6 unidades de transdução de lentivírus recombinante na presença de 6 ug /mL de polibreno (Sigma, MO). SMMC-7721-525, SK-HEP-1-525 e SK-HEP-1-ZNF395 são piscinas de células estáveis, que infectados com lentivírus com GFP, linhas de células estáveis ​​utilizados em ensaios com . 95% fluorescência verde

Oligonucleótido Transfecção

As células foram semeadas em placas de 6 poços. Depois de 24 h, com 100 pmol de miARN mímico (Genepharma), inibidor (Ribobio) ou siARN foi transfectado utilizando 5 uL de lipofectamina reagente RNAiMax (Invitrogen). As células foram colhidas 48 h mais tarde para ensaios Transwell ou ensaios de repórter de luciferase. As sequências de siRNA são fornecidos na Tabela S4.

A eficiência de transfecção de detecção

As células foram transfectadas em placas de 6 poços utilizando 100 pmol de ARNsi com FAM (Genepharma) e reagente RNAiMax (Invitrogen), depois 20-24 h, a eficiência de transfecção foi detectado utilizando citometria de fluxo (FCM).

Ensaios de proliferação de células

a proliferação celular foi avaliada pela contagem celular kit-8 kit de ensaio (CCK-8 Dojindo Corp ). 1 × 10

3 células foram semeadas em cada poço da placa de 96 poços e cultivadas com meio de 90 mL, 10 mL de CCK-8 foi adicionado em cada poço. Depois incubou-se a 37 ° C durante 2 h, a absorvância foi detectado a 450 nm, e o valor DO450 se correlaciona com o número de células vivas.

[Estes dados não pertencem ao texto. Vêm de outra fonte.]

PR #2129, opened 2016-04-22
Add CSS function for inline image

fvovan:
New LESS function to be added in `CM_Asset_Css::_compileLess()`

Will be used like this:
```less
background-image: image_inline('index/version2/bg.jpg');
```
With an optional "size" argument (so the image would be resized to max. 10x10):
```less
background-image: image_inline('index/version2/bg.jpg', 10);
```

Should be converted to:
```less
background-image: url(data:image/jpeg;base64,/9j/4QAYRXhpZgAASUkqAAgAAAAAAAAAAAAAAP/sABFEdWNreQABAAQAAAAyAAD/7gAhQWRvYmUAZMAAAAABAwAQAwMGCQAAAcMAAAH0AAACJv/bAIQACAYGBgYGCAYGCAwIBwgMDgoICAoOEA0NDg0NEBEMDg0NDgwRDxITFBMSDxgYGhoYGCMiIiIjJycnJycnJycnJwEJCAgJCgkLCQkLDgsNCw4RDg4ODhETDQ0ODQ0TGBEPDw8PERgWFxQUFBcWGhoYGBoaISEgISEnJycnJycnJycn/8IAEQgACgAKAwEiAAIRAQMRAf/EAJcAAQEAAAAAAAAAAAAAAAAAAAUGAQEBAAAAAAAAAAAAAAAAAAAEBhAAAQMFAQAAAAAAAAAAAAAAABECAwETMwQkBREAAQEIAwAAAAAAAAAAAAAAAAERITFBUYECMmFCAxIAAgEFAAAAAAAAAAAAAAAAADEBQVGRAjITAAEDAwUAAAAAAAAAAAAAAAEAYYEQEUEhcZGhsf/aAAwDAQACEQMRAAAAtEppR8t//9oACAECAAEFAeo//9oACAEDAAEFAU8dP//aAAgBAQABBQGZrY9yzUdnP//aAAgBAgIGPwGiP//aAAgBAwIGPwF782h5P//aAAgBAQEGPwFMclcyVSHNj32ud9T/2gAIAQIDAT8QV//aAAgBAwMBPxB35+Zf/9oACAEBAwE/ECJCIaYFa4MJjwhuu9fLUv/Z);
```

ensaio de migração celular Os ensaios migração e invasão

: 5 × 10

4 células foram suspensas em meio DMEM isento de soro de 200 ul e semeadas para dentro da câmara superior de cada molde de inserção. Em seguida, 800 ul de DMEM contendo 10% de FBS foi adicionado a uma placa de 24 poços. Após incubação a 37 ° C (SK-HEP-1:6-8 h; SMMC 7721:12-16-h), as células que migraram foram fixas e coradas durante 30 min numa solução de corante contendo 0,2% de violeta de cristal e 20 % de metanol. ensaio de invasão celular: As câmaras foram uniformemente cobertos com 40-80 mL de Matrigel (BD Biosciences), diluída com DMEM para uma determinada percentagem e incubou-se a 37 ° C durante 2-4 h. Em seguida, 1 × 10

5 células foram suspensas em 200 ul de DMEM e semeadas em câmaras superiores, e 800 mL de DMEM contendo FBS a 10% foi adicionada à câmara inferior. Após incubação a 37 ° C (SK-HEP-janeiro 14-16 h; SMMC-7721 16-18 h), as células foram

Luciferase Reporter Assay

células HEK293T fixadas e coradas. foram cultivadas numa placa de 96 cavidades e foram transfectadas com 50 ng pluc-3’UTR, 10 ng de plasmídeo de luciferase de Renilla e o controlo negativo ou imitador 5 pmol de miR-525-3p. Após 48 h de incubação, a actividade de luciferase foi detectada utilizando o sistema de ensaio de repórter de luciferase dupla (Promega).

Western Blot Assay

Os lisados ​​celulares foram separados por 10% SDS-PAGE, transferido para uma membrana de nitrocelulose (Bio-Rad), bloqueadas com solução salina tamponada com fosfato contendo Tween-20 e 5% de leite desnatado durante 1 h, e incubadas com anticorpo policlonal ZNF395 (Santa Cruz) (1:1000) ou β-actina (Sigma) ( 1:10000). O complexo anticorpo foi detectado utilizando quimioluminescência aumentada (Pierce).

Análise estatística

Todos os resultados são apresentados como a média ± erro padrão da média (SEM). Diferenças entre os grupos foram analisadas pelo teste t de Student (bicaudal, p 0,05 foi considerado estatisticamente significativo).

Resultados

alta expressão de miR-525-3p Melhora a migração e invasão de as células do cancro do fígado

Para explorar o papel do miR-525-3p no desenvolvimento do cancro do fígado, o nível de miR-525-3p a expressão foi detectada em cancro do fígado e 136 pares de tecidos adjacentes não cancerosas do fígado (NT). miR-525-3p foi significativamente regulada para cima em tecidos de cancro do fígado (Figura 1A), com a sobre-regulação observado em 60% de tecidos de cancro do fígado (Figura 1B). Além disso, foi examinada a expressão de miR-525-3p em várias linhas celulares de cancro. Os resultados mostraram que o nível de miR-525-3p expressão é relativamente elevada em linhas celulares do cancro do fígado (Figura S1 S1 no ficheiro). Para examinar a função biológica de miR-525 em CHC, linhas de células estáveis ​​que expressam o miR-525 foi construído e chamado SMMC-7721-525 e SK-HEP-1-525 (Figura S2A em S1 do ficheiro). CCK-8 ensaios sugeriu que o miR-525 não influenciar o crescimento celular HCC (Figura S3 no ficheiro S1), enquanto Transwell ensaios indicaram que a sobre-expressão de miR-525 promovida SK-HEP-1 e a migração e invasão SMMC-7721 (Figura 1C, D).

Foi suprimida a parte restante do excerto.